— TASK INSTRUCTIONS —
Only lines that contain the string "feat" should be returned from the material below.

[[ WORKING DATA, beginning ]]

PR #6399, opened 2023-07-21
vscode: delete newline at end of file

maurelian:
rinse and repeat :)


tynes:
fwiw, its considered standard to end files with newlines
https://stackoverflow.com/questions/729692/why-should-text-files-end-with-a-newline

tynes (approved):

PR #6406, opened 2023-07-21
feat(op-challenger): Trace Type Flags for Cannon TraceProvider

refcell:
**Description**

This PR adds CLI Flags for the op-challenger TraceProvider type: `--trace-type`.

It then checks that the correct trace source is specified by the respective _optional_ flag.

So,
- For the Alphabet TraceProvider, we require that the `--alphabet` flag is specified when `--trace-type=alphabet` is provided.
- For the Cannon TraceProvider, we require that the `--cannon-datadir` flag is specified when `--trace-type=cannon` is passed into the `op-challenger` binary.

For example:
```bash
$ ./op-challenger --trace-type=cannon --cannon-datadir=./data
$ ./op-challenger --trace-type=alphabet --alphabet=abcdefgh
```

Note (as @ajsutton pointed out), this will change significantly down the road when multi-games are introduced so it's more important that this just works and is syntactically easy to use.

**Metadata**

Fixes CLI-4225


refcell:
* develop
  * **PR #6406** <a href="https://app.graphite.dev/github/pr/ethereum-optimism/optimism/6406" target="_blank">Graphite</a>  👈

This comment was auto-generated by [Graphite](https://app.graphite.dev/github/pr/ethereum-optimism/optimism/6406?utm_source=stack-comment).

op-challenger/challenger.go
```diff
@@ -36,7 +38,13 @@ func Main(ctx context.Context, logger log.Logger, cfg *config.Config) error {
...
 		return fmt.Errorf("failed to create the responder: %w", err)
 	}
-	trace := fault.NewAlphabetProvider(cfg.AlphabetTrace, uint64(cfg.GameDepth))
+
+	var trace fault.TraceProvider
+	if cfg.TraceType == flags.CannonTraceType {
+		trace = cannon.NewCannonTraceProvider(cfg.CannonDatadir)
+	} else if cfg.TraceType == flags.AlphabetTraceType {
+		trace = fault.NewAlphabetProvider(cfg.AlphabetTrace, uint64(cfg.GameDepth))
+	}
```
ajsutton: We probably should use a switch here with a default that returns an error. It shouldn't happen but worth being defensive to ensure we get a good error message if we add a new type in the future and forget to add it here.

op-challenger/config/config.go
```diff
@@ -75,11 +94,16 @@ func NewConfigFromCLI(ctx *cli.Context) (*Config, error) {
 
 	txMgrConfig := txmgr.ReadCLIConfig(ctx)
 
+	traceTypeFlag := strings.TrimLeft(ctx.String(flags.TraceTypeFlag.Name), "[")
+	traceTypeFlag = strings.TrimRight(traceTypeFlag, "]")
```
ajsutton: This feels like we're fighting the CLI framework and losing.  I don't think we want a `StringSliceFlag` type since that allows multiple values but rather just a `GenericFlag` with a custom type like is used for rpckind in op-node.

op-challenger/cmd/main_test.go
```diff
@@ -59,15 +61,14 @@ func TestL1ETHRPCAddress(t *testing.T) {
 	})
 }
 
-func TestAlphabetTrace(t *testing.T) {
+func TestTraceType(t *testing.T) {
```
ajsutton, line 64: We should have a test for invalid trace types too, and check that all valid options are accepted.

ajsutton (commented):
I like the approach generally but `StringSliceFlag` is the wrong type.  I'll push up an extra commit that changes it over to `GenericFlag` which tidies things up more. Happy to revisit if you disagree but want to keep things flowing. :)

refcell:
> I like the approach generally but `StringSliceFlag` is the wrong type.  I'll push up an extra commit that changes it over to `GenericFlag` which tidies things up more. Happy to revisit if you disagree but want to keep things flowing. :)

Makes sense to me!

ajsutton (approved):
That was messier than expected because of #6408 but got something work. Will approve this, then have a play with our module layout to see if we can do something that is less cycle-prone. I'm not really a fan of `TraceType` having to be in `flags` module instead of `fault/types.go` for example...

[[ WORKING DATA, end ]]
[[ WORKING DATA, beginning ]]

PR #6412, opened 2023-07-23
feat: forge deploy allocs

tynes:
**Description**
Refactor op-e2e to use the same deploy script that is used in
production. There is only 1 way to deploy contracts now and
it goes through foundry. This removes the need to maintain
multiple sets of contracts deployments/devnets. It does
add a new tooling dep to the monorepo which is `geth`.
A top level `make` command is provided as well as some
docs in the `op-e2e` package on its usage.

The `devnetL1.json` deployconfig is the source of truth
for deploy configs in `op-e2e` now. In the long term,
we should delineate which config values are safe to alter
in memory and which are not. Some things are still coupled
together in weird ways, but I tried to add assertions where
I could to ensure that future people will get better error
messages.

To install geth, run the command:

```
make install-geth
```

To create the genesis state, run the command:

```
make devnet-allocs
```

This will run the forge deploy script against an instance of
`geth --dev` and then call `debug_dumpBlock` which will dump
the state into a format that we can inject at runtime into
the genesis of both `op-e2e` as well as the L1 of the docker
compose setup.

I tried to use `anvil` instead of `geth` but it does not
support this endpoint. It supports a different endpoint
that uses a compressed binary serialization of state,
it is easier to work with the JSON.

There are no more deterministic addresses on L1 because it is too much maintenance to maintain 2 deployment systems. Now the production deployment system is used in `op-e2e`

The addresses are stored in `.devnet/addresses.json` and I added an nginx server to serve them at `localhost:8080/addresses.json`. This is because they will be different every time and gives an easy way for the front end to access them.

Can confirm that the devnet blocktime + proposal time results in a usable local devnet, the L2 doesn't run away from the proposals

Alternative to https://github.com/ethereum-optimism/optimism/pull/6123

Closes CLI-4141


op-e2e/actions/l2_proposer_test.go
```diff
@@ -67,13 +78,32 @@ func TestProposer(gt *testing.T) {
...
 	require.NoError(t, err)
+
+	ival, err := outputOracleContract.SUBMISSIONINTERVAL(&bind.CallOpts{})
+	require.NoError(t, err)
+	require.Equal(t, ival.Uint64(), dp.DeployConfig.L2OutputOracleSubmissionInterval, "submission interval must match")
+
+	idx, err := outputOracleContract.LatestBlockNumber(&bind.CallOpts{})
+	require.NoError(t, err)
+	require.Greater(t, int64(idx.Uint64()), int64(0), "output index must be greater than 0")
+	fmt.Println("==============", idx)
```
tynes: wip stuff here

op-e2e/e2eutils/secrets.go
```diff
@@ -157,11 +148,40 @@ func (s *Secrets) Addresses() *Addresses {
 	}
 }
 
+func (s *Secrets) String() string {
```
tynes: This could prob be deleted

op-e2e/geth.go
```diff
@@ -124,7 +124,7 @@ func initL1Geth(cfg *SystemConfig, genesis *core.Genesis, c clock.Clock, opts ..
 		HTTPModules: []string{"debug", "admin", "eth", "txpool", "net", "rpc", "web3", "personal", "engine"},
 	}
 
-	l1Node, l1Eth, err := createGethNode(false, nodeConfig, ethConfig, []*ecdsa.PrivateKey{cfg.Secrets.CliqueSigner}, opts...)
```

[[ WORKING DATA, end ]]
[[ WORKING DATA, beginning ]]

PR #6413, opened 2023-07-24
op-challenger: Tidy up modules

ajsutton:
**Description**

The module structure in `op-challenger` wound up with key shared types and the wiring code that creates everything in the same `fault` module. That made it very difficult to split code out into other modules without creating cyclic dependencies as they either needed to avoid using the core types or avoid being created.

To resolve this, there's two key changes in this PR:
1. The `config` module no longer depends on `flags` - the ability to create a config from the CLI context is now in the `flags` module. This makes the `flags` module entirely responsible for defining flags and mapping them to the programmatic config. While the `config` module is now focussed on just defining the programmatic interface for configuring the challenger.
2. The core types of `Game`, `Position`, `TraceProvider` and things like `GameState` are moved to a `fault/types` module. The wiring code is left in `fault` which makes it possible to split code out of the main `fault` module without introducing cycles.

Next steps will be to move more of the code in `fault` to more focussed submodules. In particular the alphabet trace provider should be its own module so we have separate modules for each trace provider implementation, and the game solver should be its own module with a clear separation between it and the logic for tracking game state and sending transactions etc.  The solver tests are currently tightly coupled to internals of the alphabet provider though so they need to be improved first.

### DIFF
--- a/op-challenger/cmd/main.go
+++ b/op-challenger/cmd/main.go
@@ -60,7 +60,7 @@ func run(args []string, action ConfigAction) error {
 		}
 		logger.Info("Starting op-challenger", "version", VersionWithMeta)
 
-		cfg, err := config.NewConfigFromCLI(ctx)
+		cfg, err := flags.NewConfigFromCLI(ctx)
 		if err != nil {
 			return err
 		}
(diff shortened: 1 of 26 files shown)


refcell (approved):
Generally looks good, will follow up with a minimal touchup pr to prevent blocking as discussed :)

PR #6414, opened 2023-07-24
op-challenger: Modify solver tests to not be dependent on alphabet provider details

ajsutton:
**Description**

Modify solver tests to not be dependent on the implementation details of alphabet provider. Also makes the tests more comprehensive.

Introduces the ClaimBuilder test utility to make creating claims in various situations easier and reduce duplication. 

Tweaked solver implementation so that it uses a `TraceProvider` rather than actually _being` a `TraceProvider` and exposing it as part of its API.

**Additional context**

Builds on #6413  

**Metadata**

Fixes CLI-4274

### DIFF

[[ WORKING DATA, end ]]

— RESPONSE BELOW —
feat(op-challenger): Trace Type Flags for Cannon TraceProvider
feat: forge deploy allocs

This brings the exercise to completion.